Start of Block

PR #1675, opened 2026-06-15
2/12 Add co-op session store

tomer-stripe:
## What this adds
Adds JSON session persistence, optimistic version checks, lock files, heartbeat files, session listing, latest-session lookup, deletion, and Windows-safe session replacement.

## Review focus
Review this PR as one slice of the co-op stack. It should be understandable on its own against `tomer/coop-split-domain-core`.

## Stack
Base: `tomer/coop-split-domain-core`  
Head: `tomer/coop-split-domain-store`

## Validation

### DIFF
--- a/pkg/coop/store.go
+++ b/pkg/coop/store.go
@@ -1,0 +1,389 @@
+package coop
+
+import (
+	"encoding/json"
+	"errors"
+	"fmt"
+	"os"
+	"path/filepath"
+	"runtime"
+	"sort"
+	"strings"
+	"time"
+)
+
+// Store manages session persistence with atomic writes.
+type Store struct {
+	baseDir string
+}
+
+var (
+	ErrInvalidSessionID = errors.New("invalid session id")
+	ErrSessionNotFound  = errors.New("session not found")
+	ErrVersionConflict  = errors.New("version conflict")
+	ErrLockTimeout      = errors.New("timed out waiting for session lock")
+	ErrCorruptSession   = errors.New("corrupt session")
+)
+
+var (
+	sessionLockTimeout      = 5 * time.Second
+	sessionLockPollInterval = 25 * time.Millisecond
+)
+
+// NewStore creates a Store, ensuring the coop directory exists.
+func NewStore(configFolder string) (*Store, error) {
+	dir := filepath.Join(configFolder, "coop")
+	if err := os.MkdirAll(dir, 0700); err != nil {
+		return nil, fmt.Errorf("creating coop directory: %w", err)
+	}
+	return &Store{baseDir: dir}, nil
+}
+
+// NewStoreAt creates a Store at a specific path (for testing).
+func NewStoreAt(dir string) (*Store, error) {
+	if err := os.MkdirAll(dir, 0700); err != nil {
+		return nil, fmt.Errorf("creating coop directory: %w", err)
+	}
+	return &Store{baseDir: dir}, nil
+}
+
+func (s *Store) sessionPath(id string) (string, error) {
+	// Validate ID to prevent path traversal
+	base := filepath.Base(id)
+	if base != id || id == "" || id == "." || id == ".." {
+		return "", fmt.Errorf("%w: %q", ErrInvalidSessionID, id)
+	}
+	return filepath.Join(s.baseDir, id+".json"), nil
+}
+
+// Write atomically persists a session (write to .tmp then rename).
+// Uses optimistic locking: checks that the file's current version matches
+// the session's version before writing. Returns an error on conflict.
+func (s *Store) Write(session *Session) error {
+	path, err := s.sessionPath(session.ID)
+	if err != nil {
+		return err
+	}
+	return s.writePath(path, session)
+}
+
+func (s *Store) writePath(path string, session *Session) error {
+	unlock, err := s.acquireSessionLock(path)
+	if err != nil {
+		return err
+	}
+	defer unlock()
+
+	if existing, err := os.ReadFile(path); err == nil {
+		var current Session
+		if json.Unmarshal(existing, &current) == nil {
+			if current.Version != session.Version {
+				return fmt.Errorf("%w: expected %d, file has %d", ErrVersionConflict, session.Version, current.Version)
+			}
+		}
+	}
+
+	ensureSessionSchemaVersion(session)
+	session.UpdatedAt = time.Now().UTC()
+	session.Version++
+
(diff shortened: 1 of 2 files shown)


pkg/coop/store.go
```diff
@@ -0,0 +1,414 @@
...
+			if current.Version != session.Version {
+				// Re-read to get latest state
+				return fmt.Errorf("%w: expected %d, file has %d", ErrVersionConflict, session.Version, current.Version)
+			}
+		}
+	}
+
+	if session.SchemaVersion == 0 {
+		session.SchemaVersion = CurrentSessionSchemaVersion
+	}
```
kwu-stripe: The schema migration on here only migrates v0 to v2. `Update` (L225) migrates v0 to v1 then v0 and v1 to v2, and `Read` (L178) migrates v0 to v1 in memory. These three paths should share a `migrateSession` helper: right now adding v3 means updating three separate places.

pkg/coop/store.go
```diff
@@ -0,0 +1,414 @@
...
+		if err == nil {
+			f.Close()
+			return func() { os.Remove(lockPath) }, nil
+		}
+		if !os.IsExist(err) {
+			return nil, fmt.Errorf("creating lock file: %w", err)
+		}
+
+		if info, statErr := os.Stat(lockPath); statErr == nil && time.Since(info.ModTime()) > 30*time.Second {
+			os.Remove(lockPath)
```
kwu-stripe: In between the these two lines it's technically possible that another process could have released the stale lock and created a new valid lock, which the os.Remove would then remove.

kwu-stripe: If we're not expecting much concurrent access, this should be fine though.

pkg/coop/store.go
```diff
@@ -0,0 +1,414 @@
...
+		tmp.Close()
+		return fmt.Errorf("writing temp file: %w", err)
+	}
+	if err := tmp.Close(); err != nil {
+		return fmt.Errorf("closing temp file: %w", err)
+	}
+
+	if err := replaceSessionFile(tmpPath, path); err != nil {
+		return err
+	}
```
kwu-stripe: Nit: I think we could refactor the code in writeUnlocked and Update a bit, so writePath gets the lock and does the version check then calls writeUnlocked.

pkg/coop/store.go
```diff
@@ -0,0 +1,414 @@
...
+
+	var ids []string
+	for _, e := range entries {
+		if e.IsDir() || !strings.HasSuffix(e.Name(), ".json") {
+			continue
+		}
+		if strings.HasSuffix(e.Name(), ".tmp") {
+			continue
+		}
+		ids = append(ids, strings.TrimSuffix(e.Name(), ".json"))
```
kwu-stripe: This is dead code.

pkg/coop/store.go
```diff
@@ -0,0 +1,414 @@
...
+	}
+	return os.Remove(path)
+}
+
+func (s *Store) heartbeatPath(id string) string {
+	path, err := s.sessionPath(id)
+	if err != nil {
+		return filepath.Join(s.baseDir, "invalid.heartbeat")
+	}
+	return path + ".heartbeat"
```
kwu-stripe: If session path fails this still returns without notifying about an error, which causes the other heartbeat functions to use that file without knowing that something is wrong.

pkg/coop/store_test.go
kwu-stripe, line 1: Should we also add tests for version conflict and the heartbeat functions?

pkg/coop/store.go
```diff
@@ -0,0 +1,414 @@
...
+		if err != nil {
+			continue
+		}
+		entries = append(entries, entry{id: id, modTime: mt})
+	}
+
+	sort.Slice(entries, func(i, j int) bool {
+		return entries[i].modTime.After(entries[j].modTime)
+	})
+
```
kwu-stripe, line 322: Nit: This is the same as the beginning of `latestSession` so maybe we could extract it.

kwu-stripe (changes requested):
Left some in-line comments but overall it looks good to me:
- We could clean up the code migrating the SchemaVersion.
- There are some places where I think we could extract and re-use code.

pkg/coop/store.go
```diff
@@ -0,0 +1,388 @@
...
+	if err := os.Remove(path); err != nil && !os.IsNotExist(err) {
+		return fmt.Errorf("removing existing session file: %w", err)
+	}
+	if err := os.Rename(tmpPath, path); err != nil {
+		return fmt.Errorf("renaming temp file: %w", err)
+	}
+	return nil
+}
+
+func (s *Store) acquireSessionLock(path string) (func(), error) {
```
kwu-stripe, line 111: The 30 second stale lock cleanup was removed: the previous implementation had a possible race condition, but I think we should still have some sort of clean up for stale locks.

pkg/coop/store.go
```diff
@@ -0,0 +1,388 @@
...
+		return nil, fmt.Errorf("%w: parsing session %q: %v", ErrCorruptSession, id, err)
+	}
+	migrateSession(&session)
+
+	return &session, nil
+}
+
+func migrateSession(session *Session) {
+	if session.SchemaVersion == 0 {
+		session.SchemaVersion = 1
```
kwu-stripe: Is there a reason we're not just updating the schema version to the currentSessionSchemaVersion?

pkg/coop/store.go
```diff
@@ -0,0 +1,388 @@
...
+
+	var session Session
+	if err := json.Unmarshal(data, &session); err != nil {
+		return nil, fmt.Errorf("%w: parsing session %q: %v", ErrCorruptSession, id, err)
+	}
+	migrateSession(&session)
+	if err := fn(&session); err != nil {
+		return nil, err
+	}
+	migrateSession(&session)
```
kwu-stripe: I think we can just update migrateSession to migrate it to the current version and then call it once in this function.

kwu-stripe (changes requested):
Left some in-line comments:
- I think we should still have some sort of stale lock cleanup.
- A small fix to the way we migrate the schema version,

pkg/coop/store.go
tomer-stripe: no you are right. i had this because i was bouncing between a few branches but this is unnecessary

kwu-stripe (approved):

End of Block
Start of Block

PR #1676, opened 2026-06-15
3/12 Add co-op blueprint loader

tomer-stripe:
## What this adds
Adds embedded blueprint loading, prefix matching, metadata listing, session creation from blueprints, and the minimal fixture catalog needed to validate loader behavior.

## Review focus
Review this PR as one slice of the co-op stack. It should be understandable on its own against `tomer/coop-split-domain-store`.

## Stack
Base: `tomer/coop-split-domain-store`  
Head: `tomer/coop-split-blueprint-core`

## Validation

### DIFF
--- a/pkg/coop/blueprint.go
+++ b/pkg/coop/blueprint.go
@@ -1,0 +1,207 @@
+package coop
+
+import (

End of Block
Start of Block

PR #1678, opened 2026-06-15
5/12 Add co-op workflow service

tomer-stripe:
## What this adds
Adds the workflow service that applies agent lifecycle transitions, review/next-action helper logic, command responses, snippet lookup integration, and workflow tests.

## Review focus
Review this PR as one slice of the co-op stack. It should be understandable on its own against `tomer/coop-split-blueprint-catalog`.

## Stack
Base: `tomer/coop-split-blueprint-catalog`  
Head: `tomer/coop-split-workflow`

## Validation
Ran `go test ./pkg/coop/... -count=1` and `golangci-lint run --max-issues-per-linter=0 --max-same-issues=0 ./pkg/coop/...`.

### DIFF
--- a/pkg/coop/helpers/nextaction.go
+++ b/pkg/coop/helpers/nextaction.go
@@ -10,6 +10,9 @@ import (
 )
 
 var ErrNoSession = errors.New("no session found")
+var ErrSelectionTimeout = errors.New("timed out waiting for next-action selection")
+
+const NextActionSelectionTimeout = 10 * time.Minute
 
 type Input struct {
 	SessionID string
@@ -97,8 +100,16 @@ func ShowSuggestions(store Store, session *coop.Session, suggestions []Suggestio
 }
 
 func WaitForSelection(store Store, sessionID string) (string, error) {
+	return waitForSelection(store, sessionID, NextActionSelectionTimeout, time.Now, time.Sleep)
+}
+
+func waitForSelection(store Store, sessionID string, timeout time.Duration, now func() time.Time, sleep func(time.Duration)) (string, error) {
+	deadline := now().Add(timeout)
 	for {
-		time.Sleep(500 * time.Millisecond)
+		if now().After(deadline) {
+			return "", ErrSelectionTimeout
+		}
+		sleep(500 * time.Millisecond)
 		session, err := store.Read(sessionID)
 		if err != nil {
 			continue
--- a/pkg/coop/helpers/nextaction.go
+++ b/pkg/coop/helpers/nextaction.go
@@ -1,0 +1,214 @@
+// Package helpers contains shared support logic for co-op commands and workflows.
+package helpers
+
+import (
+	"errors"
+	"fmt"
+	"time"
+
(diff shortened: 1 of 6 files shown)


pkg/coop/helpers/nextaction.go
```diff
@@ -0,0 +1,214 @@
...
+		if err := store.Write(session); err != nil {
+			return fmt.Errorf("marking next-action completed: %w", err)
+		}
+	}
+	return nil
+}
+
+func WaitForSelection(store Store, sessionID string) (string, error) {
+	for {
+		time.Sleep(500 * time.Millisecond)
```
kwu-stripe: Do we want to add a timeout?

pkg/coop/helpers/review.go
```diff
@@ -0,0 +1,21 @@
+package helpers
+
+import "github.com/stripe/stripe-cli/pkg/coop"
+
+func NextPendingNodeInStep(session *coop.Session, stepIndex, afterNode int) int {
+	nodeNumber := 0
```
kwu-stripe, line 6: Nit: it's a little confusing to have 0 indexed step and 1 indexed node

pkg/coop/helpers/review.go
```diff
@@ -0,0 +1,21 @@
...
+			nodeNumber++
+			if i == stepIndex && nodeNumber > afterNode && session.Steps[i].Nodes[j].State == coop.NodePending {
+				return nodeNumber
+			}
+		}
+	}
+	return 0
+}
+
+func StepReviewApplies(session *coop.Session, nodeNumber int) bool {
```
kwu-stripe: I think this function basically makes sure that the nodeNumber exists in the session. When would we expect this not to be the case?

End of Block

Please report how many lines of the entries above contain the string "just". Reply with only the number.

### REPLY TO THE EXERCISE
2